King and queen exchanged glances, half of amusement, half of astonishment, but there was no anger in either face. Raoul was no favourite in the royal circle, and his visible cowardice in the recent campaign had brought him into open disfavour with the lion-hearted Edward. He loved Arthyn dearly, and this proof of her independence of spirit, together with her artless confidence in his kindliness of heart, pleased him not a little. He had been forced during these past days to act a stern part towards many of the Welsh nobles who had been brought before him. He was glad enough, this thankless task accomplished, to allow the softer and more kindly side of his nature to assert itself. And perhaps the sympathetic glances of his son Alphonso, who had just entered the room, helped to settle his resolve that Arthyn at least should receive full and free forgiveness.
Eleanor had drawn her former playmate towards her, and was eagerly questioning her as to the name of him to whom her heart and hand were now given, and the answer sent a thrill of surprise through the whole company.
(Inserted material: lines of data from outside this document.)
PR #131, opened 2026-05-14
fix: read EMBEDDING_DIM from MNEMOSYNE_EMBEDDING_DIM env var

flooryyyy:
## Problem

`EMBEDDING_DIM` in `beam.py` is hardcoded to `384` (bge-small-en-v1.5), while every other config value in the same block properly reads from an `os.environ` variable with a fallback default. This means users who set `MNEMOSYNE_EMBEDDING_DIM=768` in their env file are silently ignored — the hardcoded 384 always wins.

## Impact

Silent dimension mismatch failure: when the user's embedding model returns vectors of a different dimensionality (e.g. 768-dim from jina-embeddings-v5-nano), the `vec_episodes` table was created with 384-dim slots because the env var was ignored at table creation time. This causes:

- `mnemosyne_sleep` consolidation fails on all sessions with `OperationalError: Dimension mismatch ... Expected 768 dimensions but received 384`
- `mnemosyne_recall` fails with similar dimension mismatch
- No error surfaced to the user — it's a silent failure until they debug the vector table

## Fix

One-line change: read `EMBEDDING_DIM` from `os.environ` with a default of `"384"` for backward compatibility, matching the exact pattern used by every other config value in the same block (lines 226-239).

## Verification

- Existing users with no `MNEMOSYNE_EMBEDDING_DIM` set: no change (defaults to 384 as before)
- Users with `MNEMOSYNE_EMBEDDING_DIM=768`: env var now respected, vectors match table dimensions

### DIFF
--- a/mnemosyne/core/beam.py
+++ b/mnemosyne/core/beam.py
@@ -222,7 +222,7 @@ def _default_db_path() -> Path:
     return _default_data_dir() / "mnemosyne.db"
 
 # Config
-EMBEDDING_DIM = 384  # bge-small-en-v1.5
+EMBEDDING_DIM = int(os.environ.get("MNEMOSYNE_EMBEDDING_DIM", "384"))  # bge-small-en-v1.5
 WORKING_MEMORY_MAX_ITEMS = int(os.environ.get("MNEMOSYNE_WM_MAX_ITEMS", "10000"))
 WORKING_MEMORY_TTL_HOURS = int(os.environ.get("MNEMOSYNE_WM_TTL_HOURS", "24"))
 EPISODIC_RECALL_LIMIT = int(os.environ.get("MNEMOSYNE_EP_LIMIT", "50000"))


steezkelly:
I checked this locally because it has no GitHub check runs attached right now. The one-line fix does what it says:

```bash
MNEMOSYNE_EMBEDDING_DIM=768 /home/steve/.hermes/hermes-agent/venv/bin/python - <<'PY'
from mnemosyne.core import beam
print(beam.EMBEDDING_DIM)
PY
# 768
```

I also ran a nearby env-parser regression slice:

```bash
/home/steve/.hermes/hermes-agent/venv/bin/python -m pytest tests/test_voice_attribution_and_beam_opt.py::TestBeamOptimizationsEnvParser -q
# 21 passed
```

The report/fix looks valid. The only thing I’d add before merge, if you want the repo to lock this behavior down, is a tiny regression test that imports/reloads `mnemosyne.core.beam` with `MNEMOSYNE_EMBEDDING_DIM=768` and asserts `beam.EMBEDDING_DIM == 768`, plus a README / codebase-surface entry so the env var is discoverable. Not blocking from my side; the bug is real and this patch fixes the immediate ignored-env-var problem.

WegoW:
I've stumbled upon a similar issue today, when i set MNEMOSYNE_EMBEDDING_MODEL=openai/text-embedding-3-small on Openrouter. Dimension mismatch 384 vs 1532.

AxDSan (changes requested):
One-line change, right idea, but incomplete.

## The problem

EMBEDDING_DIM is defined in FOUR separate places. This PR only touches one:

| File | Line | Status |
|---|---|---|
| beam.py | 225 | Updated by PR |
| binary_vectors.py | 30 | Still hardcoded 384 |
| shmr.py | 36 | Still hardcoded 384 |
| benchmark_beam_sota.py | 78 | Still hardcoded 384 |

If someone sets MNEMOSYNE_EMBEDDING_DIM=768 and switches models, binary_vectors and shmr still operate at 384d -- silent dimension mismatches, broken vector operations.

## The better approach

Move the env var check into embeddings._get_embedding_dim() so it acts as a single override point:
- env var set -> use env var
- env var not set -> auto-detect from model name -> fallback to 384

Then replace all hardcoded EMBEDDING_DIM = 384 with imports from embeddings.

Also needs: docs update in docs/configuration.md, and a test verifying the env var override works.

AxDSan (changes requested):
One-line change, right idea, but incomplete.

The problem: EMBEDDING_DIM is defined in FOUR separate places. This PR only touches one (beam.py). binary_vectors.py, shmr.py, and benchmark_beam_sota.py still hardcode 384. If someone sets MNEMOSYNE_EMBEDDING_DIM=768, vector ops silently break.

Better approach: move the env var check into embeddings._get_embedding_dim() as a single override point (env var -> auto-detect from model -> fallback 384). Then replace all hardcoded copies with imports from embeddings.

Also needs: docs update in docs/configuration.md, and a test.

AxDSan:
Here's the fix path to make this clean:

**In embeddings.py, update `_get_embedding_dim()` to be the single source of truth:**

```python
def _get_embedding_dim(model_name: str) -> int:
    # Allow env var override
    env_dim = os.environ.get("MNEMOSYNE_EMBEDDING_DIM")
    if env_dim is not None:
        return int(env_dim)
    
    # Auto-detect from model name
    dims = {
        "BAAI/bge-small-en-v1.5": 384,
        "BAAI/bge-base-en-v1.5": 768,
        "BAAI/bge-large-en-v1.5": 1024,
        "openai/text-embedding-3-small": 1536,
        "openai/text-embedding-3-large": 3072,
    }
    return dims.get(model_name, 384)
```

**Then replace the hardcoded copies:**

- `binary_vectors.py:30` → `from mnemosyne.core.embeddings import _get_embedding_dim; EMBEDDING_DIM = _get_embedding_dim(model_name)`
- `shmr.py:36` → same
- `benchmark_beam_sota.py:78` → same
- Keep your `beam.py:225` change but switch to `from mnemosyne.core.embeddings import _get_embedding_dim`

**Add docs**: Entry in `docs/configuration.md` for `MNEMOSYNE_EMBEDDING_DIM`

**Add test**: Verify `os.environ["MNEMOSYNE_EMBEDDING_DIM"] = "768"` overrides correctly.

One file as the single source of truth, env var as override, everyone imports from the same place.

AxDSan:
Superseded by #138 (same fix, updated for current main). Thanks for the contribution @flooryyyy — the approach was right and ether-btc carried it forward.

AxDSan:
My mistake closing this earlier without proper credit. Reopening and closing correctly:

@flooryyyy's original PR was the right approach and the basis for this fix. @ether-btc carried it forward in #138 (merged) with the same solution updated for current main.

Thank you for the contribution @flooryyyy — your work directly shipped in the merged commit. Apologies for the sloppy close earlier.

flooryyyy:
no worries. i actually noticed this quite a few days ago but i didn't bother reporting until i updated mnemosyne, changes got discarded, and it broke again. told my agent to open a PR sine it was a small change and i was too busy to look further, so all credits to @ether-btc :D

PR #133, opened 2026-05-14
fix(provider): stop truncating prefetched memories by default

### LINKED ISSUE #132: [FIX] fix inserted memory truncation
## Problem / Motivation

Memories injected into the `<memory-context>` prompt block are being truncated to 200 characters each. The prefixed timestamp and importance metadata also seem to count against this per-memory limit (but I have not verified). This causes loss of meaning and renders memories useless. 

## Proposed Solution

Quick fix: change `/hermes_memory_provider/__init__.py prefetch()` (lines 791-793) from: 

```
                content = r.get("content", "")[:200]
                if len(r.get("content", "")) > 200:
                    content += "..."
```

to 

`content = r.get("content", "")`

...to stop the truncation completely. 

## Alternatives Considered

It would be more more complex, but adding env vars to control this would add versatility. 

Something like MNEMOSYNE_PREFETCH_CONTENT_CHARS=800, with 0 meaning “no truncation”

Additionally if truncation is to continue happening, it should be on a word or sentence boundary, not at a hard character boundary. 

## Impact

Anyone who is automating mnemosyne's memory creation with an LLM or AAAK. So, effectively everyone. 
Only people who hand-craft their memories down under the limit would be safe from this.

## Willing to Contribute

- [ ] I am willing to submit a PR for this feature
- [ ] I need guidance on where to start
- [X] Just sharing the idea

steezkelly:
## Summary
- confirm and remove the hardcoded 200-character cap from Hermes provider `prefetch()` memory injection
- add `MNEMOSYNE_PREFETCH_CONTENT_CHARS` as an opt-in per-memory cap (`0` / unset = no truncation)
- when a cap is configured, truncate on a word boundary instead of splitting mid-token
- document the env var and add regression coverage for issue #132

## Verification
- `/home/steve/.hermes/hermes-agent/venv/bin/python -m pytest tests/test_prefetch_content_truncation.py tests/test_c13_memory_context_single_injection.py tests/test_c27_provider_init_error_visible.py -q`
- `/home/steve/.hermes/hermes-agent/venv/bin/python -m json.tool mnemosyne_codebase_surface.json >/tmp/mnemosyne_surface_valid.json`

Fixes #132

### DIFF
--- a/README.md
+++ b/README.md
@@ -629,6 +629,7 @@ Importers preserve source metadata where available. `HindsightImporter` uses a d
 | `MNEMOSYNE_RECENCY_HALFLIFE` | `168` | Recency decay halflife in hours (1 week) |
 | `MNEMOSYNE_EP_LIMIT` | `50000` | Episodic memory recall limit |
 | `MNEMOSYNE_SLEEP_BATCH` | `5000` | Max working memories to fetch for consolidation |
+| `MNEMOSYNE_PREFETCH_CONTENT_CHARS` | `0` | Per-memory character limit for Hermes provider prefetch injection; `0` disables truncation |
 
 ### Local LLM (ctransformers/GGUF)
 
--- a/hermes_memory_provider/__init__.py
+++ b/hermes_memory_provider/__init__.py
@@ -77,6 +77,42 @@ def _get_triple_module():
     return add_triple, query_triples
 
 
+def _prefetch_content_char_limit() -> int:
+    """Return the per-memory prefetch content limit.
+
+    ``0`` means no truncation. This is the default because the old hardcoded
+    200-character cap often removed the actual fact from LLM-authored memories.
+    Operators that need tighter prompt budgets can set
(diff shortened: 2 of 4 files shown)


AxDSan (approved):
LGTM. This is exactly the right fix at the right layer.

Before this, memories were double-truncated: beam.recall() caps at 500 chars, then the provider choked that down to 200 with a blind [:200] slice. LLM-authored facts after position 200 got silently eviscerated. 

Now: default is no truncation (preserves everything beam returns), and when an operator does need a prompt budget cap, it truncates on word boundaries instead of mid-token. Clean.

Tests are focused and well-scoped. The word-boundary edge case (limit landing exactly on a space) is sub-character-level nitpicking — not a real issue.

One thing to keep an eye on: beam.py still has pervasive content[:500] recall truncation that's separate from this provider fix. Different layer, different battle — but worth a follow-up ticket.

Thanks for catching and fixing this steezkelly 🎉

"It is one whom you all know, sweet Eleanor — Llewelyn, the son of Res Vychan, Lord of Dynevor. Thou knowest, Eleanor, how he came amongst us at Rhuddlan years agone now, and perchance thou sawest even then how we loved one another, albeit it was but the love of children. But we never have forgotten, and when he came to my father's castle, wounded and weary and despairing after the disaster which robbed Wales of her last native prince, what could we do but receive and tend him? It was thus it came about, and love did the rest."
"And so thou hast wed a rebel, maiden?" quoth Edward, in tones that seemed to be stern by effort rather than by the will of the speaker, whilst the kindly light in the eyes belied his assumed harshness; "and having done so thou hast the hardihood to come and tell us of it thine own self. Fie upon thee for a saucy wench! What better dost thou expect for thyself and thy lord than a lodging in the lowest dungeon of the keep?"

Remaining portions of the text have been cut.